Еся недобрым взглядом посмотрел на Марину.

— Почему они у вас с ним такие шумные?

— Есь, ты все о чёрном человеке? — с беспокойством спросила Анна. Пусть тому налили лишь чай, выглядел он уставшим.

— О ком мне ещё говорить, он моё проклятье. Седьмой год живу под покровительством демона, а они только громче. Когда же уже можно умереть-то.

      Гончаров как-то грустно потупил взгляд на руки. Сколько бы ни искал, а информацию словно прячут от него. И сейчас, составляя портрет Достоевского в голове, он не понимал, почему все здесь – такие калеки.

      Еся фыркнул, отвернулся к стене и свернулся в кресле.

— Всё же давайте сегодня не о смерти, хотя бы не о вашей. У нас и так в работе её полно.

      Анна смотрела на Марину, словно хотела спросить что-то, но считала это неприличным в кругу других людей.

— Марина, а вы как оказались в этой организации? — Гончаров посмотрел на Цветаеву. Та лишь ухмыльнулась.

— Да меня из петли вытащили и сказали, что умирать рано, за мной давно следили и решили, что я выгодна организации.

— Это почему?

      Марина, ничего не сказав, просто активировала способность, засветилась, и вот уже два Гончаровых сидело в комнате. Иван удивленно вскинул брови и похлопал. Видеть себя со стороны было несколько необычно. Марина встала и показала, что рост тоже изменился. После чего снова свет – и перед ними всё та же Цветаева.

— Анна, а ваша способность?

— Честно – предпочла бы не быть эспером. Моя способность весьма болезненная для психического здоровья, и почти никто не выживает из-за неё.

      В комнате повисло молчание, и Гончаров несколько странно себя чувствовал. Словно вокруг него, как только он оказался в организации, были одни будущие самоубийцы.

— В городе так много изменилось, пока меня не было… А Еся когда-то видел Петербург.

— Я сдохну, если пойду его смотреть. Людей слишком много.

      Анна, вспомнив об этом, ушла куда-то в другую комнату и принесла фотографии и открытки с видами Петербурга.

— Мишель, наверное, рассказывал тебе. Вот набережная Невы, а это Сфинксы, — Анна передавала карточки и говорила о примечательных местах.
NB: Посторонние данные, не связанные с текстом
PR #2420, opened 2026-04-20
AirfRANS: clean default baseline

tcapelle:
## Hypothesis

AirfRANS has no meaningful production baseline on the radford branch — only 1-epoch shakedown runs exist. This experiment establishes the first real baseline: the default senpai_transolver config trained for 150 epochs on AirfRANS full task. All other AirfRANS experiments will be compared against this run.

## Instructions

```bash
cd target/icml2026
python train.py \
  --dataset airfrans \
  --airfrans-task full \
  --epochs 150 \
  --lr 3e-4 \
  --optimizer lion \
  --batch-size 2 \
  --model senpai_transolver \
  --model-layers 3 \
  --model-hidden-dim 192 \
  --model-heads 3 \
  --model-slices 96 \
  --model-mlp-ratio 4 \
  --model-dropout 0.0 \
  --cosine-t-max 150 \
  --use-ema \
  --ema-decay 0.999 \
  --ema-start-step 50 \
  --use-lookahead \
  --surface-refine \
  --surface-refine-hidden 128 \
  --surface-refine-layers 2 \
  --weight-decay 1e-4 \
  --wandb-name "violet/airfrans-baseline-default" \
  --wandb-group "radford-airfrans-round1"
```

## Baseline

No AirfRANS production baseline exists on radford yet — this IS the baseline run.

- **Primary metric:** `val_primary/surface_mse` (lower is better)
- **Also report:** `val_primary/volume_mse`, per-channel MSEs for `Ux`, `Uy`, `p`, `nut`
- AirfRANS official task: `full` split

## Results

_To be filled in by the student._

PR #2421, opened 2026-04-20
AirfRANS: higher learning rate lr=1e-3

tcapelle:
## Hypothesis

AirfRANS is a different distribution from TandemFoil — 2D single-airfoil with uniform freestream rather than tandem multi-body flow. The optimal LR may differ. Testing lr=1e-3 (3.3× the default) to determine whether the baseline LR is too conservative for this dataset. Lion with higher LR has worked well in other geometry learning tasks.

## Instructions

```bash
cd target/icml2026
python train.py \
  --dataset airfrans \
  --airfrans-task full \
  --epochs 150 \
  --lr 1e-3 \
  --optimizer lion \
  --batch-size 2 \
  --model senpai_transolver \
  --model-layers 3 \
  --model-hidden-dim 192 \
  --model-heads 3 \
  --model-slices 96 \
  --model-mlp-ratio 4 \
  --model-dropout 0.0 \
  --cosine-t-max 150 \
  --use-ema \
  --ema-decay 0.999 \
  --ema-start-step 50 \
  --use-lookahead \
  --surface-refine \
  --surface-refine-hidden 128 \
  --surface-refine-layers 2 \
  --weight-decay 1e-4 \
  --wandb-name "gilbert/airfrans-lr-1e3" \
```

## Baseline

No baseline yet. Compare against violet (#2420, lr=3e-4).

- **Watch:** training loss curves for divergence in W&B

## Results


tcapelle:
STUDENT gilbert:

## Results

### Key Metrics

| Metric | Val (best epoch 6) | Test |
|--------|-------------------|------|
| **surface_mse** (primary) | 0.4695 | **0.4468** |
| volume_mse | 0.8687 | 0.8862 |

### Per-Channel Surface MSE (test)

| Ux | Uy | p | nut |
|----|----|----|-----|
| 0.0222 | 0.0116 | 1.7483 | 0.0051 |

### Per-Channel Volume MSE (test)

| Ux | Uy | p | nut |
|----|----|----|-----|
| 0.8341 | 0.9494 | 0.8121 | 0.9491 |

### Training Details

- **Command:**
  ```bash
    --dataset airfrans --airfrans-task full --epochs 150 --lr 1e-3 \
    --optimizer lion --batch-size 2 --model senpai_transolver \
    --model-slices 96 --model-mlp-ratio 4 --model-dropout 0.0 \
    --cosine-t-max 150 --use-ema --ema-decay 0.999 --ema-start-step 50 \
    --surface-refine-layers 2 --weight-decay 1e-4 \
    --agent gilbert --wandb-name "gilbert/airfrans-lr-1e3" \
  ```
- **Epochs completed:** 6 of 50 (hit 30-minute timeout, SENPAI_TIMEOUT_MINUTES=30.0)
- **Peak VRAM:** ~65 GB (observed via nvidia-smi on RTX PRO 6000 Blackwell)
- **W&B run:** `7m364nso` — https://wandb.ai/wandb-applied-ai-team/senpai-v1/runs/7m364nso

### Epoch Progression

| Epoch | Loss | Val Surf MSE | Val Vol MSE | LR |
|-------|------|-------------|------------|-----|
| 1 | 1.6604 | 0.6873 | 0.9382 | 6.55e-4 |
| 2 | 1.4761 | 0.6721 | 0.9285 | 9.55e-5 |
| 3 | 1.4134 | **1.3587** | 0.9097 | 9.55e-5 |
| 4 | 1.4868 | 0.4773 | 0.8693 | 6.55e-4 |
| 5 | 1.3235 | 0.5208 | 0.8711 | 1.00e-3 |
| 6 | 1.3743 | 0.4695 | 0.8687 | 6.55e-4 |

### What Happened

Training at lr=1e-3 with Lion ran for 6 epochs before hitting the 30-minute timeout. Key observations:

1. **Surface MSE instability at epoch 3:** A spike to 1.36 (2× the surrounding values) occurred when LR was at its cosine trough (~9.5e-5). This recovered by epoch 4 as LR climbed back up, so this appears to be a transient instability rather than divergence.

2. **Cosine schedule mismatch:** `cosine_t_max=150` but only 6 epochs ran. The LR schedule completed <5% of its cycle. The model saw one cosine valley (epoch 2–3) and was climbing back toward peak LR when training ended. This means the model never benefited from the annealing phase that would normally drive convergence.

3. **Volume MSE barely moved:** Vol MSE dropped only from 0.938 → 0.869 over 6 epochs, suggesting volume predictions are harder to improve at this stage. Surface MSE showed more improvement (0.687 → 0.470).

4. **No violet baseline yet:** PR #2420 (lr=3e-4) hasn't posted results, so direct comparison isn't available.

### Assessment

With only 6 epochs, this is a very early snapshot — the model was still in the warming phase of the cosine schedule. The surface MSE trend (0.69 → 0.47) suggests the model is learning, but it's impossible to judge whether lr=1e-3 is better or worse than 3e-4 without running both to convergence. The epoch 3 spike is a mild concern — it suggests lr=1e-3 may be near the stability boundary for this problem.

### Suggested Follow-ups

1. **Longer runs needed:** Both lr=1e-3 and lr=3e-4 need full training (ideally 100+ epochs) to meaningfully compare. With only 6 epochs, we're comparing warmup behavior, not convergence quality.
2. **Adjust cosine_t_max to match actual epochs:** Setting `cosine_t_max=50` (matching the epoch cap) would give the model a proper annealing cycle within the training budget.
3. **Consider lr=5e-4 as a middle ground:** If lr=1e-3 shows instability at scale and 3e-4 is too conservative, 5e-4 might be the sweet spot.

morganmcg1:
ADVISOR: Do not use this PR for a single high-LR AirfRANS run. Turn it into a proper high-LR bracket within the same Lion family.

Launch in parallel:
- `v0`: `--lr 7e-4`
- `v1`: `--lr 1e-3`
- `v2`: `--lr 1.5e-3`
- `v3`: `--lr 2e-3`

Everything else should stay the same as the PR body. Use one GPU per trial with `CUDA_VISIBLE_DEVICES`, keep the shared W&B group, and suffix the names. Watch the first 10-20 epochs; if the top end is unstable, recycle that GPU into a tighter replacement like `1.2e-3`. I want an LR curve, not one point.

morganmcg1:

- `SENPAI_MAX_EPOCHS=50`
- `SENPAI_TIMEOUT_MINUTES=30`

- epochs actually completed

tcapelle:
ADVISOR: Closing PR #2421 because Lion lr=1e-3 (0.470) is significantly worse than AdamW lr=5e-4 (0.331). The optimizer is the dominant lever on AirfRANS — LR tuning within Lion is not the priority. Your observation about the cosine spike at epoch 3 is consistent with an undertrained model oscillating around the LR trough. Direction closed..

      В какой-то момент Еся, рассматривая фотографии, наткнулся на одну очень интересную. Там Анна и Мастер играли в шахматы в парке, а рядом стоял Женя и курил.

— А когда это было снято?

— О… Организация тогда была значительно меньше, это до того, как перенесли лабораторию. Забавно, но Женя нас обыграл несколько раз, да так ловко. Хотя Булгаков хвалился, что играет лучше всех, кого знает.

— Так Замятин у нас Гроссмейстер? — ухмыльнулся Еся, — Я только в шашки играть умею и в карты.
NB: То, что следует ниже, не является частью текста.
PR #2424, opened 2026-04-20
AirfRANS: bigger model (4L/256d/4H/128slices)

tcapelle:
## Hypothesis

AirfRANS meshes are dense (tens of thousands of nodes per case) with 4 output fields (Ux, Uy, p, nut). The default 3-layer 192-dim model may be capacity-limited for capturing the full spatial structure. Increasing to 4 layers, 256 hidden, 4 heads, 128 slices gives roughly 2× parameter count. With 96GB VRAM this is still conservative; we should test it before any architecture conclusions.

## Instructions

```bash
cd target/icml2026
python train.py \
  --dataset airfrans \
  --airfrans-task full \
  --epochs 150 \
  --lr 3e-4 \
  --optimizer lion \
  --batch-size 2 \
  --model senpai_transolver \
  --model-layers 4 \
  --model-hidden-dim 256 \
  --model-heads 4 \
  --model-slices 128 \
  --model-mlp-ratio 4 \
  --model-dropout 0.0 \
  --cosine-t-max 150 \
  --use-ema \
  --ema-decay 0.999 \
  --ema-start-step 50 \
  --use-lookahead \
  --surface-refine \
  --surface-refine-hidden 128 \
  --surface-refine-layers 2 \
  --weight-decay 1e-4 \
  --wandb-name "emma/airfrans-bigger-model" \
```

Keep lr=3e-4 same as violet baseline to isolate model size effect.

## Baseline

No baseline yet. Compare against violet (#2420, default 3L/192d).

- **Also report:** GPU VRAM peak usage if visible in logs

## Results


tcapelle:
STUDENT emma:

## Results

### Config: 4L / 256d / 4H / 128 slices (bigger model)

**Training:** 5 epochs completed (capped by `SENPAI_TIMEOUT_MINUTES=30`; `SENPAI_MAX_EPOCHS=50`). Training was still improving at cutoff — loss decreasing each epoch (1.64 → 1.27).

### Primary Metrics

| Metric | Val (epoch 5) | Test |
|--------|--------------|------|
| **`val_primary/surface_mse`** | **0.5222** | — |
| **`test_primary/surface_mse`** | — | **0.5147** |
| `volume_mse` | 0.9261 | 0.9399 |

### Per-Channel Surface MSE (test)

| Channel | Test MSE |
|---------|----------|
| Ux | 0.00571 |
| Uy | 0.00013 |
| p | 2.0475 |
| nut | 0.00527 |

### Per-Channel Volume MSE (test)

| Channel | Test MSE |
|---------|----------|
| Ux | 0.9263 |
| Uy | 1.0237 |
| nut | 0.9977 |
| p | 0.8120 |

### Val Surface MSE Trajectory

| Epoch | surface_mse | loss |
|-------|-------------|------|
| 1 | 0.618 | 1.639 |
| 2 | 0.737 | 1.448 |
| 3 | 0.857 | 1.315 |
| 4 | 0.581 | 1.308 |
| 5 | 0.522 | 1.274 |

### Experiment Details

- **Command:**
  ```bash
    --dataset airfrans --airfrans-task full --epochs 150 --lr 3e-4 \
    --optimizer lion --batch-size 2 --model senpai_transolver \
    --model-slices 128 --model-mlp-ratio 4 --model-dropout 0.0 \
    --cosine-t-max 150 --use-ema --ema-decay 0.999 --ema-start-step 50 \
    --surface-refine-layers 2 --weight-decay 1e-4 \
    --wandb-name "emma/airfrans-bigger-model" \
    --wandb-group "radford-airfrans-round1" --agent emma
  ```
- **W&B run:** `rkn40n0e` ([link](https://wandb.ai/wandb-applied-ai-team/senpai-v1/runs/rkn40n0e))
- **Peak VRAM:** Not captured in logs (GPU freed after run). Given 96GB available and batch_size=2, this config should be well within limits.
- **Epochs completed:** 5 / 50 (30-minute timeout)

### What happened

The bigger model (4L/256d/4H/128slices, ~2× params vs default 3L/192d) ran for only 5 epochs before hitting the 30-minute timeout. The loss was still clearly decreasing (1.64 → 1.27) and surface MSE was trending down with some noise (best: 0.522 at epoch 5). Volume MSE remained high (~0.93-0.94), which is expected this early in training.

**Key observation:** The cosine schedule with T_max=150 but only 5 epochs means the LR barely explored its schedule (it oscillated due to the 150-epoch cosine mapped onto 5 epochs). The model was still very much in the early learning phase.

**Comparison with violet (#2420):** Violet's baseline results are not yet available, so a direct comparison cannot be made at this time.

### Suggested follow-ups

1. **The 30-min timeout is the binding constraint here.** With only 5 epochs, we can't draw conclusions about whether 4L/256d is better than 3L/192d. The model needs more epochs to converge — suggest either extending the timeout or running with a shorter cosine schedule (e.g., `--cosine-t-max 50`) to match the actual epoch budget.
2. **Adjust cosine schedule to match epoch cap:** `--cosine-t-max 50` would give the LR a full annealing cycle within the epoch budget, which could significantly improve convergence.
3. **Once violet reports:** Direct comparison of test surface_mse will show whether the capacity increase is worth the training cost.

morganmcg1:
ADVISOR: Treat this as a compact AirfRANS capacity sweep, not one bigger-model trial.

- `v0`: `4L / 256d / 4H / 128 slices` (the current base)
- `v1`: `4L / 224d / 4H / 128 slices`
- `v2`: `5L / 224d / 4H / 128 slices`
- `v3`: `4L / 256d / 4H / 160 slices`

Keep the optimizer and training scaffold fixed. Use one GPU per trial with `CUDA_VISIBLE_DEVICES`, keep the same W&B group, and suffix the names. Report both the metric results and any VRAM observations. I want an AirfRANS capacity frontier from this PR.

morganmcg1:

- `SENPAI_MAX_EPOCHS=50`
- `SENPAI_TIMEOUT_MINUTES=30`

- epochs actually completed

tcapelle:
ADVISOR: Closing PR #2424 because Bigger model with Lion lr=3e-4 (0.522) is barely better than the Lion baseline and far behind AdamW (0.331). The noisy trajectory (spikes between 0.6–0.86 across 5 epochs) suggests the 4L/256d model is slower to train (~6 min/epoch) and needs far more epochs than the timeout allows. The right approach is bigger model + AdamW at optimized LR, which gets tested in Round 2..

      Женя на фотографии выглядел счастливым. Еся передал её Марине, и та засмеялась.

— Евгений всегда выглядит таким вовлечённым в процесс... Помню, на одном задании он меня спас. Да и в целом жива я только потому, что это его прихоть была.

— Спас? — Иван смотрел на фото. Замятин не казался ему человеком, который умеет спасать.

— За мной гнались и стреляли, и, завернув за угол одного дома, я обернулась им, но в этот момент вышел он сам. Хмыкнул, дал мне пистолет и снова куда-то спрятался. К этому времени те, кто меня преследовал, уже пришли в закоулок и спросили, не видела ли я меня. Я кивнула им дальше, а после выстрелила им в спины. Ну а потом вышел Замятин и помог убрать трупы… Он странный, но тем не менее приятный.

Гончаров вновь почувствовал какое-то отторжение, Марина так легко говорила о том, что убила людей. Мурашки по коже пробежались.

      Весь вечер они рассматривали фотографии Анны и слушали истории друг друга под музыку старых пластинок.